PR #458, opened 2018-02-02
Bug/19041 nca tools authentication

GuyHarwood:
Refactoring work to store pem certs in azure storage, which preserves cert in original format.

This PR also includes small changes to the logDNA configuration and setup, which is now live.


GuyHarwood:
For some reason these changes cause [over 50 tests to fail](https://circleci.com/gh/DFEAGILEDEVOPS/MTC/1451)

I have created a new branch from master, and applied each change one by one, and also tried removing the logdna/azure changes.  Doesn't make a difference.

WIll come back to this on Monday with a fresh pair of eyes

GuyHarwood:
Failing tests to fix

admin/authentication/nca-tools-authentication-strategy.js
```diff
@@ -24,9 +25,16 @@ module.exports = async function (req, done) {
     loginMethod: 'nca-tools'
   }
 
+  let ncaPublicKey, mtcPrivateKey
+  try {
+    ncaPublicKey = await certificateService.getNcaPublicKey()
+    mtcPrivateKey = await certificateService.getMtcPrivateKey()
+  } catch (error) {
+    winston.error('unable to retrieve certificates:', error)
+    return done(null, false)
```
jon-shipley: This is probably a slightly wrong return.  `done(null, false)` means authentication failed.  Returning done(error, null) means that authentication had an error, which is the case here.

Other lines are also throwing an error, and if that works fine that's great too, but I would need to double-check that.

admin/services/data-access/azure-blob.data.service.js
```diff
@@ -0,0 +1,25 @@
...
+}
+
+const service = {
+  getBlobText: async (containerName, blobName) => {
+    return new Promise((resolve, reject) => {
+      if (!blobService) {
+        reject(new Error('Azure Storage Connection String required'))
+      }
+      blobService.getBlobToText(containerName, blobName, (error, text) => {
+        if (error) reject(error)
```
jon-shipley: Should be `return reject` or it will drop through into the `return resolve` line immediately after.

☆ ☆ ☆ ☆

**What you will do:**
Transcribe, word for word, the data above from its first line through the line with "For some reason", and include nothing else.

**Answer below:**
PR #458, opened 2018-02-02
Bug/19041 nca tools authentication

GuyHarwood:
Refactoring work to store pem certs in azure storage, which preserves cert in original format.

This PR also includes small changes to the logDNA configuration and setup, which is now live.


GuyHarwood:
For some reason these changes cause [over 50 tests to fail](https://circleci.com/gh/DFEAGILEDEVOPS/MTC/1451)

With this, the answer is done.